Ini bukan sekadar kekerasan situasional, tetapi sebuah sistem yang dirancang untuk membuat kehidupan mustahil, sehingga penduduk Gaza tidak memiliki energi atau sarana untuk melawan---atau bahkan sekadar mempertahankan martabat mereka. Arendt menggambarkan kamp konsentrasi Nazi sebagai laboratorium totalitarianisme karena mereka mengubah manusia menjadi "makhluk tanpa-arti" (superfluous creatures), yang hidupnya tidak lagi dianggap bernilai. Gaza, dalam banyak hal, menjadi laboratorium serupa: sebuah tempat di mana penduduknya dipaksa hidup dalam kondisi yang sengaja dibuat tidak manusiawi, sementara dunia luar diajak untuk melihatnya sebagai konsekuensi yang tak terhindarkan dari "perang melawan teror."

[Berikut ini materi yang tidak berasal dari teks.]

PR #565, opened 2017-08-31
Fix requirement for additional verification logging in with WebID-TLS

dmitrizagidulin:
Fixes the issue of requiring the `solid:oidcIssuer` triple in the profile when logging in via WebID-TLS
with externally hosted Web IDs.

### DIFF
--- a/lib/models/authenticator.js
+++ b/lib/models/authenticator.js
@@ -214,7 +214,7 @@ class TlsAuthenticator extends Authenticator {
 
       .then(cert => this.extractWebId(cert))
 
-      .then(webId => this.ensureLocalUser(webId))
+      .then(webId => this.loadUser(webId))
   }
 
   /**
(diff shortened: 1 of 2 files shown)


lib/models/authenticator.js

Ideologi dan Dekonstruksi Realitas
Ciri lain totalitarianisme adalah penggunaan ideologi untuk menciptakan realitas alternatif. Arendt mencatat bagaimana Nazi dan rezim Stalinis menggunakan propaganda bukan hanya untuk membenarkan kekerasan, tetapi untuk menggantikan fakta dengan fiksi ideologis.
Di Israel, narasi dominan tentang konflik ini sering dibingkai dalam logika "tidak ada pilihan" atau "kita hanya membela diri." Serangan terhadap rumah sakit, misalnya, dijelaskan sebagai "adanya terowongan Hamas di bawahnya," terlepas dari bukti yang bertentangan atau korban sipil yang berjatuhan. Bahasa yang digunakan oleh pejabat Israel---seperti menyebut Palestina sebagai "binatang" atau "ancaman demografis"---mengingatkan pada retorika dehumanisasi yang menjadi dasar genosida.
Yang lebih mengkhawatirkan adalah bagaimana narasi ini tidak hanya dikonsumsi oleh masyarakat Israel, tetapi juga oleh banyak pendukung internasional. Arendt akan menyoroti ini sebagai tanda "banalitas kejahatan": kekerasan menjadi biasa karena diterima sebagai sesuatu yang tak terelakkan, bahkan perlu. Ketika akses terhadap obat-obatan diputus, ketika anak-anak mati karena bom fosfor, ketika seluruh keluarga dihapus dari daftar penduduk karena gedung mereka dihancurkan---semua ini dinormalisasi sebagai bagian dari "perang," bukan sebagai kejahatan terhadap kemanusiaan.
Fragmentasi dan Penghancuran Solidaritas
Totalitarianisme, bagi Arendt, bergantung pada pemecahan masyarakat menjadi individu-individu yang terisolasi, kehilangan kemampuan untuk bertindak bersama. Kebijakan Israel terhadap Palestina mencerminkan ini dengan sempurna:
- Gaza dipisahkan dari Tepi Barat, membuat koordinasi politik hampir mustahil.
- Warga Palestina di Israel sendiri diperlakukan sebagai warga kelas dua, dengan hak yang dibatasi.
- Sistem izin dan tembok pemisah memastikan bahwa pergerakan, bahkan untuk keperluan medis atau keluarga, tunduk pada kontrol militer.
Dengan memecah belah masyarakat Palestina, Israel tidak hanya melemahkan perlawanan politik, tetapi juga menghancurkan kemungkinan solidaritas---baik di antara Palestina sendiri maupun dengan dunia luar.